From: Bob Friesenhahn
Subject: Re: portability of xargs
Date: Tue, 15 Feb 2022 16:59:51 -0600 (CST)
User-agent: Alpine 2.20 (GSO 67 2015-01-07)

On Tue, 15 Feb 2022, Paul Smith wrote:

On Tue, 2022-02-15 at 15:37 -0600, Bob Friesenhahn wrote:
I have been told by several people (who have much more self-esteem
than me) that a build tool called 'cmake' is far more portable than
Autotools so maybe we should make support for 32 year old systems
cmake's responsibility?

That is not accurate.  Or at least, cmake uses a much different
definition of "portable" than autoconf / automake.  Certainly cmake
cannot possibly support 32-year old systems (if that's needed).

Thanks for the nice response. I did not for a minute think that what I was told was accurate.

The people who tell me it is more portable are very interested in targeting Microsoft Windows.

cmake is a tool that, given an input definition of build dependencies,
can generate build control files for multiple different types of build
tools.  It can generate makefiles, Ninja files, Xcode project files,
and Visual Studio project files.  Maybe others, I'm not sure.

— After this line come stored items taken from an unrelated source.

Issue #5598, opened 2020-03-03
Palo Alto aggregate interface parsing issue


oneryalcin:
Hi Batfish team, 

We have few palo alto devices and I noticed that batfish is able to parse interface IP addresses (hence successfully building `bfq.layer3Edges().answer().frame()` )  when the interface is not an aggregate interface, but it fails to parse when the interfaces is defined as an aggregate interface.
Therefore ip addresses under aggregate-ethernet interfaces doesn't show up in `l3Edges()`  

A very minimal example is given below:

- Parsing `ethernet1/3` is successful
- Parsing  `aggregate-ethernet ae1` is failing

```
devices {
  localhost.localdomain {
    network {
      interface {
        ethernet {
          ethernet1/3 {
            layer3 {
              ip {
                10.0.0.1/29;
              }
            }
          }
          ethernet1/21 {
            aggregate-group ae1;
            link-state auto;
            link-duplex auto;
            link-speed auto;
          }
          ethernet1/22 {
            aggregate-group ae1;
            link-state auto;
            link-duplex auto;
            link-speed auto;
          }
          aggregate-ethernet {
            ae1 {
              layer3 {
                units {
                  ae1.290 {
                    tag 290;
                    ip {
                      10.0.1.1/29;
                    }
                  }
                  ae1.200 {
                    tag 200;
                    ip {
                      10.0.2.1/29;
                    }
                  }
                  ae1.201 {
                    ip {
                      10.0.3.1/29;
                    }
                    tag 201;
                  }
                }
              }
              comment "Aggregate interface to "Core Router";
            }
          }
        }
      }
    }
  }
}
```

dhalperi:
Thanks @oneryalcin - we'll take a look.

dhalperi:
Hi @oneryalcin - Did you edit these configs or are they direct off the box? A few followups:

* In this config, `aggregate-ethernet` is inside of `network > interface > ethernet` ; on my box it's just under `network > interface`. Can you confirm?
* Is the comment at the end edited, or does it actually show up with three `"`?

Thanks.

oneryalcin:
First of all thanks for your quick response @dhalperi, and secondly apologies. You are right, the config was quite long so I just wanted to get the relevant sections. Indeed the `aggreagate-ethernet` is inside of `network > interface`. I can confirm that. 

And the comment at the end edited, so in the original config there are no three double quotes. My bad.

Please see below the excerpt from the original config:
[...]

PR #5676, opened 2020-04-06
PAN: compute interface bandwidths

dhalperi:
PaloAlto ethernet interfaces have bandwidths that are either 1Gb/s or 10Gb/s
based on interface number.

Add setting, tests, and bandwidth inheritance to subinterfaces.

This is for #5598


progwriter:
___
*[projects/batfish/src/main/java/org/batfish/representation/palo_alto/PaloAltoConfiguration.java, line 1259 at r1](https://reviewable.io/reviews/batfish/batfish/5676#-M4FPXTyAvE1WXE2xTDz:-M4FWlM04lHUkH_pQX5w:b-32v9sr) ([raw file](https://github.com/batfish/batfish/blob/93698db09e667266fd47863172f58ce980cc058d/projects/batfish/src/main/java/org/batfish/representation/palo_alto/PaloAltoConfiguration.java#L1259)):*

> ```
>     } else if (iface.getParent() != null) {
>       org.batfish.datamodel.Interface parentIface =
>           _c.getAllInterfaces().get(iface.getParent().getName());
>       assert parentIface != null; // because interfaces are processed in sorted order
>       newIface.setBandwidth(parentIface.getBandwidth());
>       // do not set speed, that's a physical property.
> ```

@progwriter this is the part I wish would be VI, unless that's crazy. 
</blockquote></details>

everything to do w/ bandwidth is crazy. it's unclear to me that subinterface bandwidth inheritance is actually vendor-independent. we'd have to run tests on cisco family before I'd commit to that.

The "Makefiles" that Cmake generates are self-referential in that almost all rules invoke Cmake to do the work.

The main idea of autoconf is that it allows configuring the package for
systems that the author never even heard of, much less has access to
(as long as it has a POSIX interface).  cmake only tries to generate
output files for systems it has been developed for (for example, each
new version of Visual Studio often requires a new release of cmake to
support it).

The above is a perfect description of the situation.

Of course maybe autoconf is not necessary anymore: I don't know about
that.  I do know that even though GNU make itself is relatively simple,

I find that the function of Autoconf is quite useful. When compared with Cmake, it is much more user-friendly since the configure script responds to --help and the help output is very helpful. The configure script nicely tells me what it is doing and what it found. Autotools is very structured and projects work in a common way whereas I find that Cmake projects are heavily customized with options added by the project developer. Just doing a build entirely outside of the source tree is extremely clumsy with Cmake.

Regardless, I don't think that Autotools developers should waste time on assuring compatability with systems which are no longer in active use. It is much better so spend time improving areas where Autotools is weak.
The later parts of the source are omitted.